I'm not familiar with input bias current... Im just reaching my first birthday of DIY.

That explanation takes longer; I suggest finding a copy of Walter Jung's IC Op Amp Cookbook. It's out of print, I think, but a lot of public libraries have it.

Peace,
Paul
 
> inverting amplifier

Why "inverting"? Mostly the ear hardly cares. Reading ahead, you have a transformer, you can always swap two leads and make the overall polarity come out right.

In general, use the non-inverting plan until you find a compelling reason otherwise. It usually can have higher input impedance and lower noise.

Mix-amps, including some active EQs, can be advantageously built inverting. Many other odd corners where inverting is best or simplest. And inverting avoids common-mode distortion, which is real, but went undiscovered for so long I wonder what the problem is for everyday chip-slapping.

> then a passive eq which goes another 12db

Many passive EQs need a load. My old Bogen did nothing unless I hung 600.00 (or 470) ohms on the end.

If the required load scales out to be a happy inverting amp, then it will be simpler than a non-inverting. You need 18dB make-up? That's near 1:10. If the EQ load is 600, then the opamp feedback is 6,000. Seems fine to me.

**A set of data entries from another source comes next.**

PR #3113, opened 2021-08-27
[Refactor] Refactor Plan

sxzz:
# Refactor

## Summary

- Improve all project typings.
- Drop deprecated APIs.

## Contribute Guide

- Create an PR. e.g `refactor(components): refactor button`
  - Please at`@` me.
  - Please assign to me if you're Element Plus member.
  - Please add PR link to below `Progress` if you have permission.
  - I will review it ASAP.
- 🛠 ❌ **fix ALL TypeScript errors.**
  - ⚠️ Priority: highest
  - Please refer to https://github.com/element-plus/element-plus/pull/3113#issuecomment-967230194
- 🧲 Extract `.vue` props and emits to `.ts`.
  - Philosophy: Write the logical part into ts file as much as possible.
  - add `InstanceType` for each components #4308
- 🎨 Use setup return render method.
  - Use `setup() { return () => { /* code here */ } }`
- 📁 Structure
  - Move `tokens` to `@element-plus/tokens`.
    - Only context type interface
    - Only injection key
- 🔑 Use `withInstall`.
  - Please refer to completed files if you're confused.
- 🪛 Refactor **ALL** APIs in detail.
- 🧱 Do not use SFC(`.vue`), if there is no template.

For more details, please refer to `Task List` and merged pull request below. Thanks for your contribution!

### ⭐️ Feature

- [x] `el-check-tag` support `v-model:checked`.
  - https://github.com/element-plus/element-plus/pull/3311
- [ ] `el-menu` add `v-model:opened`
  - https://github.com/element-plus/element-plus/issues/3122

### ♻️ Typing

- [x] 🦾 use typescript `strict` mode, increase code reliability.
- `RefElement` -> use the exact element type.
  - e.g `HTMLDivElement`
- `null` -> prefer `undefined`.
  - e.g `ref<HTMLDivElement>()`. **NOT** `ref(null)`
- Try not to use type assertions.
  - e.g ❌ BAD `inject(foo, {} as FooType)`
- [ ] improve and export props and emits type.
- [ ] add `InstanceType` for each components.
  - https://github.com/element-plus/element-plus/issues/4308
- [ ] add `vue-tsc` checker for unit test.

### 🔨 Utils / Hooks

- [ ] `VueUse`
  - https://github.com/element-plus/element-plus/pull/3370
  - https://github.com/element-plus/element-plus/pull/3374
  - [ ] `useEventListener` (remove `on`, `off`)
  - [ ] `onClickOutside` (remove directive)
[...]

PR #4301, opened 2021-11-08
refactor(components): refactor checkbox/checkbox-group/checkbox-button

emojiiii:

#3113


packages/components/checkbox/src/useCheckbox.ts
```diff
@@ -1,48 +1,18 @@
 import { ref, computed, inject, getCurrentInstance, watch } from 'vue'
```
sxzz, line 1: We should rename it to `kebab-case`.
Actually I think `hooks.ts` is better.

packages/components/checkbox/src/checkbox.ts
```diff
@@ -0,0 +1,68 @@
...
+    type: String,
+    default: undefined,
+  },
+  controls: {
+    type: String,
+    default: undefined,
+  },
+  border: Boolean,
+  size: {
+    type: definePropType<ComponentSize>(String),
```
sxzz, line 41: Same here

undefined-degisn: get！

undefined-degisn:
i dont' know why the test often make mistakes

sxzz:
> i dont' know why the test often make mistakes @sxzz 

please just ignore it.

packages/components/checkbox/src/useCheckbox.ts
undefined-degisn: I think hooks are divided according to their functions，so that may be `use-checkbox.hook.ts` will better?

sxzz: Or just rename it to `kebab-case`. How about `use-checkbox.ts`?

undefined-degisn: i think it's a good idea, because the beginning of  `use` already means `hook`

sxzz:
@undefined-degisn Hi, I'm just checking in to see if you are interested in becoming a maintainer of Element Plus since Element Plus is not perfect right now, and we could use any help we can get to make it that way.
If you are interested, please let me know and send your WeChat account to my email (sxzz@sxzz.moe), so that I can invite you into the developing group.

But FWIW, on my Bogen I used a non-inverting makeup amp. Habit, and also I could modify the EQ load independantly of the make-up gain. I had a 100K input resistor for initial testing, and then I shunted that with 2K, 1K, 470 until the undocumented EQ gave sufficient dips (it was dip-only). Then I could fiddle the gain resistors for overall gain without upsetting the EQ response. It could have been done in less parts, but the gig was only hours away. "Works NOW" was more important than "saved $0.12".